TASK STATEMENT: Below are entries. Reproduce exactly the lines between the line holding "Falls back to" and the line holding "var(--bg-warning); color: var(--text-warning);", inclusive, and only those.

Saved entries:
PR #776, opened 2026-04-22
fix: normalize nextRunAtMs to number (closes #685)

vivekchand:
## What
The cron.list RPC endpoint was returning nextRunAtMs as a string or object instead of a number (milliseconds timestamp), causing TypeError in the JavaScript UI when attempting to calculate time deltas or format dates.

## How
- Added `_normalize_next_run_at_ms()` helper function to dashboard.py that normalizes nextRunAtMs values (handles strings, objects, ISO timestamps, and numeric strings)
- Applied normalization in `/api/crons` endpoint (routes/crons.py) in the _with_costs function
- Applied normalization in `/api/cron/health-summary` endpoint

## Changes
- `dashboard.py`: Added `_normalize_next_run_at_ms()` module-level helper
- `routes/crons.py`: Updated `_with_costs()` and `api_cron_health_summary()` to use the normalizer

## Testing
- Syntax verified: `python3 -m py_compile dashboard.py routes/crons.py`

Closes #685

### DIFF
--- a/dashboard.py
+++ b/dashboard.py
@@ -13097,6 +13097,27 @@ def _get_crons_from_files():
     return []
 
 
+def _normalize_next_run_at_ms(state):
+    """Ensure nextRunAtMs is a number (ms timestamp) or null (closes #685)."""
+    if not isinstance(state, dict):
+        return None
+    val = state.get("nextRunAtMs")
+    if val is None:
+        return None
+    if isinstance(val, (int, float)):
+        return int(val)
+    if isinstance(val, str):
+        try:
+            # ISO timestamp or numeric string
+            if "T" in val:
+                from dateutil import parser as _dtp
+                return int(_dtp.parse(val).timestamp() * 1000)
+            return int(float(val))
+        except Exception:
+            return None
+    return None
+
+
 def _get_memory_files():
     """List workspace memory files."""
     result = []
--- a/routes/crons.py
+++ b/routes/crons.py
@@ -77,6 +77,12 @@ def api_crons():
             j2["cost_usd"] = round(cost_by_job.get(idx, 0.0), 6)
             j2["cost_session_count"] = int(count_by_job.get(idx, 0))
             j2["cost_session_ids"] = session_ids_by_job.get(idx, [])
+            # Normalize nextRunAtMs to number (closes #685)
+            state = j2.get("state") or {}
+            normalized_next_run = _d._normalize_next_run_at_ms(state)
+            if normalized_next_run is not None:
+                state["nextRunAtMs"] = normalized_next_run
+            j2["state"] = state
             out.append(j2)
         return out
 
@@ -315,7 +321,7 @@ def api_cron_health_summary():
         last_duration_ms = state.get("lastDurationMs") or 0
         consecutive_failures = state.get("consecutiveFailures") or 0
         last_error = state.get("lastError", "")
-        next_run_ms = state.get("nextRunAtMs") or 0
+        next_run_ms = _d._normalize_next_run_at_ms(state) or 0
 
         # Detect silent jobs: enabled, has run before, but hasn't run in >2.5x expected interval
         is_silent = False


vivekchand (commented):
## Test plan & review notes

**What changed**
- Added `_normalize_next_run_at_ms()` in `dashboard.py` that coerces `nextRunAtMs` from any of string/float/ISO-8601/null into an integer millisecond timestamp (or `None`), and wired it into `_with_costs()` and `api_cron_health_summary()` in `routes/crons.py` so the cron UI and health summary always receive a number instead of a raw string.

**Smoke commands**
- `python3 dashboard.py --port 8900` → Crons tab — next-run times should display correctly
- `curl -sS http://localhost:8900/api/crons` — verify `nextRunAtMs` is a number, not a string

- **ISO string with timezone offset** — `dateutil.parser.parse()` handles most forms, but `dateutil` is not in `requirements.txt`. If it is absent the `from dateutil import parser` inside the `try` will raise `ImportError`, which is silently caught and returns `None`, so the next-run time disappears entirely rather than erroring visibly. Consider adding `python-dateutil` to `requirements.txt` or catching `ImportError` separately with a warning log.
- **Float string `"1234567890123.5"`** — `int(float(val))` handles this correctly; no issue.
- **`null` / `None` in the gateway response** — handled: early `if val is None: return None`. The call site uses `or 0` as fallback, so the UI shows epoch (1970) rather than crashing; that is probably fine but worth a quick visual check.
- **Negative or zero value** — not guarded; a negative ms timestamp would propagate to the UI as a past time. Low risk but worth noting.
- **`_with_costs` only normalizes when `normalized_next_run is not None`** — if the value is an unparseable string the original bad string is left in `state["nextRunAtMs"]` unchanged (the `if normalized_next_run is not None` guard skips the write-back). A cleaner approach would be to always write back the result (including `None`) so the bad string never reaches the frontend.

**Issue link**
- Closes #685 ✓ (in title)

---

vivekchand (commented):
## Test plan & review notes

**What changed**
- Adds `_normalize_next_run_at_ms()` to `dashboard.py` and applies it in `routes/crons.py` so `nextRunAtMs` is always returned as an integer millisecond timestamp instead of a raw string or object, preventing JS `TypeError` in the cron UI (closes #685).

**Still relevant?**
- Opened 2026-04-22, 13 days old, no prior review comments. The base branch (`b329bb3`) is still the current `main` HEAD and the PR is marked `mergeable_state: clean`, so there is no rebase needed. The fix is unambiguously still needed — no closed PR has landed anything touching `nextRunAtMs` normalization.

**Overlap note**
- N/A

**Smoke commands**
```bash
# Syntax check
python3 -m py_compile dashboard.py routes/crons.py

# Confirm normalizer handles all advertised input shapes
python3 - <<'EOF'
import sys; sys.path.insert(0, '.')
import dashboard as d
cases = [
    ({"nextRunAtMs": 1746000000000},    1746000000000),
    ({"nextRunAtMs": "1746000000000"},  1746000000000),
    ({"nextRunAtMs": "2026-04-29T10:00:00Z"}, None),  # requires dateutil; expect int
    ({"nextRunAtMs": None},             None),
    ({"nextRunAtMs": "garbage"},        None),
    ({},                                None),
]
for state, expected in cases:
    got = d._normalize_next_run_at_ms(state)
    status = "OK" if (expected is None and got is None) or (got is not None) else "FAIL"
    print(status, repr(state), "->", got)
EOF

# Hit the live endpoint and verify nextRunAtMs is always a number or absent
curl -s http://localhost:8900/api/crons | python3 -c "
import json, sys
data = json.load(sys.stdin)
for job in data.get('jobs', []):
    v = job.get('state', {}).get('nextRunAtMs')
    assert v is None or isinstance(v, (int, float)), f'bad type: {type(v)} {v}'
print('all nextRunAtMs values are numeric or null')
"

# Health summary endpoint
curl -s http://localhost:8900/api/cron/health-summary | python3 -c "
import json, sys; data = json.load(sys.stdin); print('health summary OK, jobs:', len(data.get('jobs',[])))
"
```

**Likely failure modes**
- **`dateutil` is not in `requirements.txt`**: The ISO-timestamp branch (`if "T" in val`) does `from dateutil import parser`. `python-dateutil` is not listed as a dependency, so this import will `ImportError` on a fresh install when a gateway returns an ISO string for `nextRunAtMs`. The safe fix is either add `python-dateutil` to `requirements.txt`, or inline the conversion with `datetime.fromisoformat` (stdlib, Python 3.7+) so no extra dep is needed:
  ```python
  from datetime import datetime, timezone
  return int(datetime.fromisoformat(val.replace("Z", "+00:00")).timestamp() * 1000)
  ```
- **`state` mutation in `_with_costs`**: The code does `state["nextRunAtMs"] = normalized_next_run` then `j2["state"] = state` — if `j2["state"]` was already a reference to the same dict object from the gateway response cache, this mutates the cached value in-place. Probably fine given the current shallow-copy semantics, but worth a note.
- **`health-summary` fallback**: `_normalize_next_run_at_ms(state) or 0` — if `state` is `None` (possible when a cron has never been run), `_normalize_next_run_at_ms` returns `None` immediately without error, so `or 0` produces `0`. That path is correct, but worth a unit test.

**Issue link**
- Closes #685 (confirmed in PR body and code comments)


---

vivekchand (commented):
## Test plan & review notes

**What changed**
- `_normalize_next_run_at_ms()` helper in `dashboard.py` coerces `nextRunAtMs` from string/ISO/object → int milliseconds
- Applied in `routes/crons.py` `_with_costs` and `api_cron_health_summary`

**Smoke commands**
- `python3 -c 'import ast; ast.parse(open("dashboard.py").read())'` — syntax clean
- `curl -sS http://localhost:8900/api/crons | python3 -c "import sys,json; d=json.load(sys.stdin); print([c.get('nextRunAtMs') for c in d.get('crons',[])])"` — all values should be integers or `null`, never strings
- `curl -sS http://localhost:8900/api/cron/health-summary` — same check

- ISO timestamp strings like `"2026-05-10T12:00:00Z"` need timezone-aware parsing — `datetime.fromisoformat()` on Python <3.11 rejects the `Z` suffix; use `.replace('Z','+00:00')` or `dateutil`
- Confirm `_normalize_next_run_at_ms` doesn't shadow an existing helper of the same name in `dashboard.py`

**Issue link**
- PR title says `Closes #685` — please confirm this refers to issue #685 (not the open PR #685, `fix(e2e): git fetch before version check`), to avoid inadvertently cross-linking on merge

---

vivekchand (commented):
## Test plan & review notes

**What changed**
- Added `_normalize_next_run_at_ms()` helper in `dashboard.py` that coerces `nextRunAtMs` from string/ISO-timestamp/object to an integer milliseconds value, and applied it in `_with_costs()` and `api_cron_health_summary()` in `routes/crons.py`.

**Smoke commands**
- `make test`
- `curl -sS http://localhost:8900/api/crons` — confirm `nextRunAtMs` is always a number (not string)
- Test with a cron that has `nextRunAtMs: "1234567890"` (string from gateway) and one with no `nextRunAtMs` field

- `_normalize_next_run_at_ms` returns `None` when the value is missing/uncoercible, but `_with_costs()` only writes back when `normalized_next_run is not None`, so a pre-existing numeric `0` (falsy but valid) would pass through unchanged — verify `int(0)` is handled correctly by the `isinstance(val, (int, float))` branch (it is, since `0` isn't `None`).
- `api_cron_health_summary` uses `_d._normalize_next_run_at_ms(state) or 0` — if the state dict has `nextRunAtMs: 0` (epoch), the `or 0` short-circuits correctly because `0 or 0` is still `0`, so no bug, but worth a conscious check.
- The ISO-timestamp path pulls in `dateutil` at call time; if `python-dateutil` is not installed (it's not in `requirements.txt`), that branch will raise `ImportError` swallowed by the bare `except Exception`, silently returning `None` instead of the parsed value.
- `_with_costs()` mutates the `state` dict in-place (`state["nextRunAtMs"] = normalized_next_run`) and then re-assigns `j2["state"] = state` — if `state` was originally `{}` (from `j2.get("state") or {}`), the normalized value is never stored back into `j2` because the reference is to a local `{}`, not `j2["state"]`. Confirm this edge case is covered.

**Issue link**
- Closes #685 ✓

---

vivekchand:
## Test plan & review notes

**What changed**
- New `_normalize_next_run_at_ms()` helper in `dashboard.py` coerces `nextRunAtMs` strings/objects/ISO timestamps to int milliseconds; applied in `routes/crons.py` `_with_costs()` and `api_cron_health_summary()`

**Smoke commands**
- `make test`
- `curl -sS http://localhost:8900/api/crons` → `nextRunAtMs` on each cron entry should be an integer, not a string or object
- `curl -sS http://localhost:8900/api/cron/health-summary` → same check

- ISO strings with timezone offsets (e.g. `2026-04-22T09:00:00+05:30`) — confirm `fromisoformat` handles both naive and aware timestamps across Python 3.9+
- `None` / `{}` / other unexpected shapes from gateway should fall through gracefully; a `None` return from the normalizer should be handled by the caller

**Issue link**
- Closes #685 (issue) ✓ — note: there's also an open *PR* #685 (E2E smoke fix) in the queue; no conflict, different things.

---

==

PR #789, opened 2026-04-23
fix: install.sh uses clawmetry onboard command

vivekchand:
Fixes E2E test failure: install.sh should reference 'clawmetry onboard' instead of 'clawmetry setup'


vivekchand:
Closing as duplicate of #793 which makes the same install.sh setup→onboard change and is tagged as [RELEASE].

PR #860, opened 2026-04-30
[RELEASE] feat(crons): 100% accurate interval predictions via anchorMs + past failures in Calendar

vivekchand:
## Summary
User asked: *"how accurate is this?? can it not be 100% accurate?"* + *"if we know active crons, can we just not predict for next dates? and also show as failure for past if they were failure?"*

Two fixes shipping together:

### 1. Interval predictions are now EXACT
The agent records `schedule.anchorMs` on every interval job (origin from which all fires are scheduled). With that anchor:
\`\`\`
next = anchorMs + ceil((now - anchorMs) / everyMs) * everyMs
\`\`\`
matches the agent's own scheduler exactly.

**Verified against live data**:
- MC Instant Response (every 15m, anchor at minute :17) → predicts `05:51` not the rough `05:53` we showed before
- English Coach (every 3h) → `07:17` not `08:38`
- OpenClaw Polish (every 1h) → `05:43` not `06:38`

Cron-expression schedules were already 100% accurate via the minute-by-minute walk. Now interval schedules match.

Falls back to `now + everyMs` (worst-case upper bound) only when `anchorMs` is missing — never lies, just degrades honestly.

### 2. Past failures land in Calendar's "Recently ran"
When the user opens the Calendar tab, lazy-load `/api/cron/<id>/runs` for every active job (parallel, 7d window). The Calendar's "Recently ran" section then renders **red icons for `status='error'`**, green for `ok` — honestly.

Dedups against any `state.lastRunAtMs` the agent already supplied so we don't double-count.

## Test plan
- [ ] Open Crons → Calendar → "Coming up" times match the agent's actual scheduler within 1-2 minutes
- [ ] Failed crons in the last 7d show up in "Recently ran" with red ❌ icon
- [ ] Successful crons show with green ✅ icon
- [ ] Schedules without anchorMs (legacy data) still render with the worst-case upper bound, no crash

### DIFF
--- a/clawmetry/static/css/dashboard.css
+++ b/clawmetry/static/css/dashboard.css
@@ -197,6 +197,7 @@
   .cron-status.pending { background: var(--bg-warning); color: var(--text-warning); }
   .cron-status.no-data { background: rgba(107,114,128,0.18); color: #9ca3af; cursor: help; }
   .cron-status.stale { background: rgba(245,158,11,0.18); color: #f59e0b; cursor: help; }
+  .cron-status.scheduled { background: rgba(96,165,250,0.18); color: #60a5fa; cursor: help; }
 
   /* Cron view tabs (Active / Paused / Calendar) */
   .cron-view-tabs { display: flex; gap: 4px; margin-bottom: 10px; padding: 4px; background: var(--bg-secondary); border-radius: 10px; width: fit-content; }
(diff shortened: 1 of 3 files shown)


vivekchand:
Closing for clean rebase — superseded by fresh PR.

==

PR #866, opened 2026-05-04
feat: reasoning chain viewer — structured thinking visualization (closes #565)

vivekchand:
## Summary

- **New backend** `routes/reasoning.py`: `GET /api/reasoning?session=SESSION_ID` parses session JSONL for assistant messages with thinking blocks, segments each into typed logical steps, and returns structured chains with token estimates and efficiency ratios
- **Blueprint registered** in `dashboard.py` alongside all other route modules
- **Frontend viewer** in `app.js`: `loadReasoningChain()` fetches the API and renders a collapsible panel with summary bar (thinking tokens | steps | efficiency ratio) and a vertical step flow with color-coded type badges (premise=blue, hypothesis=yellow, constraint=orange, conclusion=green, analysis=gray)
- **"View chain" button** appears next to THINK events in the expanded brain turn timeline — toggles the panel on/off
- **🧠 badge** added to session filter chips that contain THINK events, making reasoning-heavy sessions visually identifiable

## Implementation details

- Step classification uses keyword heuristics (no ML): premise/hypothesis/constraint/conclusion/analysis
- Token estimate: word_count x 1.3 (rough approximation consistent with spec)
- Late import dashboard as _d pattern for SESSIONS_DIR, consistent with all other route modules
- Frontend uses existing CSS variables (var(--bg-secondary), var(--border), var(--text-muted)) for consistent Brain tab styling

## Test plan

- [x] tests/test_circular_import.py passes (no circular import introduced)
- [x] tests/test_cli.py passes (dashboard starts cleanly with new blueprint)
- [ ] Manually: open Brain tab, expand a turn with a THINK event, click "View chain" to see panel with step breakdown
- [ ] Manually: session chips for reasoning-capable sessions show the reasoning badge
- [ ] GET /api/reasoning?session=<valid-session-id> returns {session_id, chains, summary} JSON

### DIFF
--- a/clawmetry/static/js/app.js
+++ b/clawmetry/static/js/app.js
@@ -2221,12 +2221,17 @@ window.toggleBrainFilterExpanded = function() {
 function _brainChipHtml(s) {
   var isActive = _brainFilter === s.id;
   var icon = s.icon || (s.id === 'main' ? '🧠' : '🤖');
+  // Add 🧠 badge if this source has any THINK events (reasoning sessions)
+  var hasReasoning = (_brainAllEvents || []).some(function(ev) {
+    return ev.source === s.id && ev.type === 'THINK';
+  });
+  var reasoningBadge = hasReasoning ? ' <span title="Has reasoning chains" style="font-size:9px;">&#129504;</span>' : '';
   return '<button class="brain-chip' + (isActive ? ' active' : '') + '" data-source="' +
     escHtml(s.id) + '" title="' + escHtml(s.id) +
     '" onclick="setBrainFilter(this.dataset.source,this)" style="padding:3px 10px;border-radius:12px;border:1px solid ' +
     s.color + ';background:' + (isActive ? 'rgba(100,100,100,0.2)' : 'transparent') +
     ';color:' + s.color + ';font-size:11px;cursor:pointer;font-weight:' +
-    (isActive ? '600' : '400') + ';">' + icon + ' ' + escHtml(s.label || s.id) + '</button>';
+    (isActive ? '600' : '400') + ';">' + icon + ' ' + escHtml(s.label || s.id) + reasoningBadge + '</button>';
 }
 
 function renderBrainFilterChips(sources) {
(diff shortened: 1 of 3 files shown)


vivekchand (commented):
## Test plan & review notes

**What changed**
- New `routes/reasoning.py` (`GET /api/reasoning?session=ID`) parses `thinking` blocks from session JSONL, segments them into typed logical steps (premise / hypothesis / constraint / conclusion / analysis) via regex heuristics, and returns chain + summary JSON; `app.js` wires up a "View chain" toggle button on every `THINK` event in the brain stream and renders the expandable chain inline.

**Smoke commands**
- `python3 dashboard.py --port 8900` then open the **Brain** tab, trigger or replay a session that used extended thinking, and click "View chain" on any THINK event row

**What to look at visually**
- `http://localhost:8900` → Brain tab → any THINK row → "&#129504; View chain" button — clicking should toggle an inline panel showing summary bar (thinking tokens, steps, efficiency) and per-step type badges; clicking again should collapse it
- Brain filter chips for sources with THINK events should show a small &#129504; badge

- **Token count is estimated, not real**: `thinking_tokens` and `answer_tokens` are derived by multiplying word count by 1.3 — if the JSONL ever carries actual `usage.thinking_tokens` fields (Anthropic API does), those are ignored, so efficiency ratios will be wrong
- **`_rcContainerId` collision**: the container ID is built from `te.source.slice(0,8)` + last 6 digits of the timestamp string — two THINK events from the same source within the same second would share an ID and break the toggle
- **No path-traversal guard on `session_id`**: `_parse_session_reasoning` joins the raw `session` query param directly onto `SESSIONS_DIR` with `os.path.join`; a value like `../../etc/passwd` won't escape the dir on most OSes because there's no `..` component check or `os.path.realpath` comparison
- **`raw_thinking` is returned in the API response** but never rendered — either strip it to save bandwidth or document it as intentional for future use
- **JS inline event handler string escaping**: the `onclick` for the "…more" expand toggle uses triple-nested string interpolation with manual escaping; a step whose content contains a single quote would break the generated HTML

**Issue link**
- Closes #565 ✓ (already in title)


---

THE ANSWER:
Falls back to `now + everyMs` (worst-case upper bound) only when `anchorMs` is missing — never lies, just degrades honestly.

### 2. Past failures land in Calendar's "Recently ran"
When the user opens the Calendar tab, lazy-load `/api/cron/<id>/runs` for every active job (parallel, 7d window). The Calendar's "Recently ran" section then renders **red icons for `status='error'`**, green for `ok` — honestly.

Dedups against any `state.lastRunAtMs` the agent already supplied so we don't double-count.

## Test plan
- [ ] Open Crons → Calendar → "Coming up" times match the agent's actual scheduler within 1-2 minutes
- [ ] Failed crons in the last 7d show up in "Recently ran" with red ❌ icon
- [ ] Successful crons show with green ✅ icon
- [ ] Schedules without anchorMs (legacy data) still render with the worst-case upper bound, no crash

### DIFF
--- a/clawmetry/static/css/dashboard.css
+++ b/clawmetry/static/css/dashboard.css
@@ -197,6 +197,7 @@
   .cron-status.pending { background: var(--bg-warning); color: var(--text-warning); }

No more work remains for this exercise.